What did Jesus pray for? That all his disciples be one. Why did he pray for that? That the world may know that he is sent from God.

I want to end by sharing with you an example of the sort of attitude and behavior that is necessary if we are to be motivated and inspired to face into our divisions with courage and realism—all, of course, for the sake of our mission, our mission of reconciling all people to God and one another in Christ. As we read in the sixteenth chapter of the Acts of the Apostles, Paul and Silas were in city of Philippi doing their usual missionary thing. They ran afoul of some of the local merchants, who ginned up the civil authorities to have them thrown in jail. So they’re spending the night with their hands in chains and their feet in stocks, passing the time by, of all things, singing hymns. They face a trial in the morning, and the possibility of more severe punishment, even death. Then, in the middle of the night, there’s an earthquake. Their chains fall off, all the doors in the jail swing open, and the only thing between them and their freedom is their willingness and ability to move their own feet.

Then they encountered the jailer. He was distraught. He was going to get blamed for a massive jailbreak, and he was about to take his own life. He sees Paul and Silas and pleads with them, “Sirs, what must I do to be saved.” This is an incredibly awkward moment of decision for these two missionaries. Do they blow off the jailer and run, literally, for their lives? Or do they respond in love to a man who sees his life as hopeless and is desperate to hear good news, at the risk of putting themselves right back in chains and stocks? We know, of course, what they did. They chose Door #2. Out of commitment to their mission—that is, for the sake of the jailer, the one who had been the very instrument of their own suffering—for the sake of their mission, Paul and Silas were willing to surrender their freedom, which had just fallen into their laps as a gift from God. “[Paul and Silas] spoke the word of the Lord to him and to all who were in his house.

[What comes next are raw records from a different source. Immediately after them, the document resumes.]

PR #102, opened 2015-11-10
Add Hashable Vector instances

phadej:
Related to https://github.com/tibbe/hashable/issues/108#

### DIFF
--- a/Data/Vector.hs
+++ b/Data/Vector.hs
@@ -195,6 +195,8 @@ import qualified Data.Traversable as Traversable
 import Data.Monoid   ( Monoid(..) )
 #endif
 
+import Data.Hashable (Hashable(..))
+
 #if __GLASGOW_HASKELL__ >= 708
 import qualified GHC.Exts as Exts (IsList(..))
 #endif
@@ -351,6 +353,9 @@ instance Traversable.Traversable Vector where
 
   {-# INLINE sequence #-}
   sequence = sequence
+
+instance (Hashable a) => Hashable (Vector a) where
+  hashWithSalt salt = hashWithSalt salt . toList
 
 -- Length information
 -- ------------------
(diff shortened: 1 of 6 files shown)


cartazio:
I'm personally against this becsuse
A) hashable is pretty Broken
B) it won't be more efficient than calling hashable in from list.
C) it won't be the best possible hash function for a vector anyways

cartazio:
I mean to list.  I'm still waking up.  Pardon.

Also it will break any user land hashable orphans but not really solve any
problems.

I guess my main point is that hashable is a bad design and codifying it
further into more core libraries is something I'm not in favor of :)

phadej:
A) please explain
B) I cannot derive (using `Generic`) `Hashable` for types with `Vector` fields, because `Vector` isn't `Hashable`. I have to write boilerplate just for that.
C) `Hashable` is meant to provide hash function so values can be used as keys in hash-based data structures, `unordered-containers`. For that current function is good and fast enough. To clarify `Hashable` isn't meant to be good cryptographic hash.

> This package \[ `hashable` \] defines a class, Hashable, for types that can be converted to a hash value. This class exists for the benefit of hashing-based data structures.

Also I'm unaware of any libraries with hashable orphans for vectors. AFAIK there aren't one on Hackage. If there is one, I'd happy to use it, but I'd rather not to create any if there aren't.

andrewthad:
It would be nice to have `Hashable` instances for vectors. I used vectors a lot in several data types that have `Hashable` instances, and it's annoying not to be able to get this using generics. I don't understand the claim that "hashable is a bad design". It works fine for what it's supposed to do.

phadej:
@andrewthad use https://hackage.haskell.org/package/vector-instances-3.4/docs/Data-Vector-Instances.html

PR #104, opened 2015-12-11
Fix compilation with primitive master

thomie:


cartazio:
@thomie  this patch seems to fail on head and <=7.4

thomie:
Thanks. I fixed the compilation with <= 7.4. The current `#ifdef` is hopefully future proof.

Any patch will fail with GHC HEAD though, because @hvr increased the version number of base to 4.9, but there is no release of `primitive` yet that allows base 4.9.

Data/Vector.hs
```diff
@@ -161,7 +161,11 @@ module Data.Vector (
 
 import qualified Data.Vector.Generic as G
 import           Data.Vector.Mutable  ( MVector(..) )
+#if MIN_VERSION_primitive(0,6,2) || __GLASGOW_HASKELL__ >= 711
+import           Data.Primitive.Array hiding ( fromList, fromListN )
```
hvr: We can actually avoid the heavy CPP hammer...

thomie: Qualified import?

hvr: almost... qualified use =)

thomie:
Thanks.

PR #109, opened 2016-02-18
add Generics instance to Data.Vector

kuk0:
we want Generics for everything (otherwise we can't derive Generics for any data types which contain these without creating orphan instances)

the end-goal is to have all of these: https://gist.github.com/kuk0/92fff1c91c526ffb0a9e
and be able to derive instances for e.g. TextShow or Text.PrettyPrint.Generic.Pretty

### DIFF
--- a/Data/Vector.hs
+++ b/Data/Vector.hs
@@ -197,6 +197,7 @@ import Data.Monoid   ( Monoid(..) )
 
 #if __GLASGOW_HASKELL__ >= 708
 import qualified GHC.Exts as Exts (IsList(..))
+import GHC.Generics
 #endif
 
 
@@ -351,6 +352,30 @@ instance Traversable.Traversable Vector where
 
   {-# INLINE sequence #-}
   sequence = sequence
+
+type Rep1Vector = D1 D1Vector (C1 C1Vector (S1 NoSelector (Rec1 [])))
+
+instance Generic1 Vector where
+  type Rep1 Vector = Rep1Vector
+  from1 v = M1 (M1 (M1 (Rec1 $ toList v)))
+  to1 (M1 (M1 (M1 (Rec1 l)))) = fromList l
+
+data D1Vector
+data C1Vector
+
+instance Datatype D1Vector where
+  datatypeName _ = "Vector"
+  moduleName   _ = "Data.Vector"
+
+instance Constructor C1Vector  where
+  conName _ = "Vector.fromList"
+
+type Rep0Vector a = D1 D1Vector (C1 C1Vector (S1 NoSelector (Rec0 [a])))
+
+instance Generic (Vector a) where
+  type Rep (Vector a) = Rep0Vector a
+  from v = M1 (M1 (M1 (K1 $ toList v)))
+  to (M1 (M1 (M1 (K1 l)))) = fromList l
 
 -- Length information
 -- ------------------


cartazio:
possibly silly question: why can't we do DeriveGeneric directly on the various Vector data types?

Shimuuar:
DeriveGenerics would break data abstraction and  conversion to/from list is likely to break performance

kuk0:
@cartazio: not a silly question; deriving the Generic instance is possible, however, i'm not sure how useful it is; internally, Vector is made of an Int and a primitive Array; if i want to derive any other instance based on the Generic instance, i would (imho) have to implement it manually because 1.) i want it to behave as if it was a list, not an Int + Array, and 2.) Array probably doesn't have the required instance anyway - this is at least true for my motivating type classes TextShow and Pretty
(also dealing with primitive Arrays will be messy)

@Shimuuar: ad "conversion to/from list is likely to break performance" - not necessarily - you can still define your own instance which is not based on Generics; (i'm actually trying that with TextShow for Vector and i might be doing sth. wrong, but so far my simple/naive attempts at writing something faster than just the derived TextShow instance based on lists failed)

cartazio:
I'm uncomfortable with the behave like a list rather than a sized array
desugaring.  Part of the value of unboxed / storable structures is their
very memory layout, and your design choice seems to preclude that.  Maybe
I'm not understanding your point.

I thought the generics instances for vector would / should back out to the
data structures in the promitive package, and we can certainly make sure
the right infrastructure is available there.

kuk0:
@cartazio: The point of Generics is representing data types via sums and products of simpler types. I can certainly just DeriveGenerics and then go write my TextShow instance as `showb = showb . Vector.toList`.
My point is:

1. the instance we get from DeriveGenerics (imho) unnecessarily exposes the internal implementation (offset, length, the array that contains the vector)
2. the derived Generic instance is totally useless (imho).

Let's talk about 2.)
Afaik, Vector is implemented as some segment inside of a (potentially larger) Array, i.e., the Array can be: [some garbage] my vector [some garbage], and the offset and length point to my vector.
I can't imagine an instance which could be simply derived from this Generic instance. For example:

* TextShow:  i want to show just my vector part, not the whole array + offset
* Prettyprint: i want to show just my vector part, not the whole array + offset 
* Serialize: i want to serialize just my vector, not the whole array + offset
* ToJSON: .... same....

Can you think of a usecase where we would want to use the internal representation of the Vector?
After all, even the existing Show instance for Vector shows it as `fromList [...]` - it doesn't show the internal representation.

If i represent the Vector by a list in the Generic instance, i can get all the other instances for free:
```
instance TextShow a => TextShow (Vector a) where
  showbPrec = genericShowbPrec
```
If this is too slow for me, i can still write my own optimized version of `TextShow (Vector a)`, but at least i have a good, working default for free.
If we derive the Generic instance, we will have to implement all the other instances from scratch.

RyanGlScott:
I think you're trying to stretch GHC generics beyond its intended purpose. GHC generics is intended to be used with _regular_ datatypes—that is, datatypes with a predictable, algebraically defined structure. GHC generics necessarily exposes the underlying structure in order to be able to perform generic operations on it.

`Vector` and friends are definitely not what I'd consider to be "regular". The internals of `Vector` are quite grimy compared to the abstract, list-esque interface it provides, and users are almost never expected to rely on the internal structure of a `Vector`.

Deriving a `Generic` instance for `Vector`s would certainly be bad. And hand-crafting a `Generic` instance that lies to you by pretending that `Vector` is actually a list in disguise is even worse! There's a reason you can't write your own `Generic` instances with `-XSafe` on.

I think you're trying to solve your problem in the wrong way. There is a `text-show-instances` package that provides `TextShow` instances for the `vector` datatypes. Not sure about `Text.PrettyPrint.Generic.Pretty`.

cartazio:
well said @RyanGlScott, this articulates *why* i'm opposed hand written generics for vector.

likewise, [GHC.Generics](https://hackage.haskell.org/package/base-4.8.2.0/docs/GHC-Generics.html) (as ryan indirectly states) CANNOT express the correct data structure (with the right asymptotic complexity), whereas it can for ordinary algebraic data types.  To support a generics for Vector correctly, we'd need to have GHC.Generics to add support for boxed homogenous vectors which is a pretty big ask, and likewise would have to talk about generics support for Data.Primitive.Array (@dolio :) ) and Data.Array in the arrays package :)

kuk0:
ok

And he took them the same hour of the night and washed their wounds; and he was baptized at once, he and all his family.” There was a moment of “mission accomplished.” Everyone was reconciled to God and to one another in Christ.

This, my friends, is what it will take. The refusal of Paul and Silas to walk out of that jail and leave the jailer helpless is driven by a level of faith that produces the sort of unity that will impress the world. Nothing less will do. Alleluia and Amen.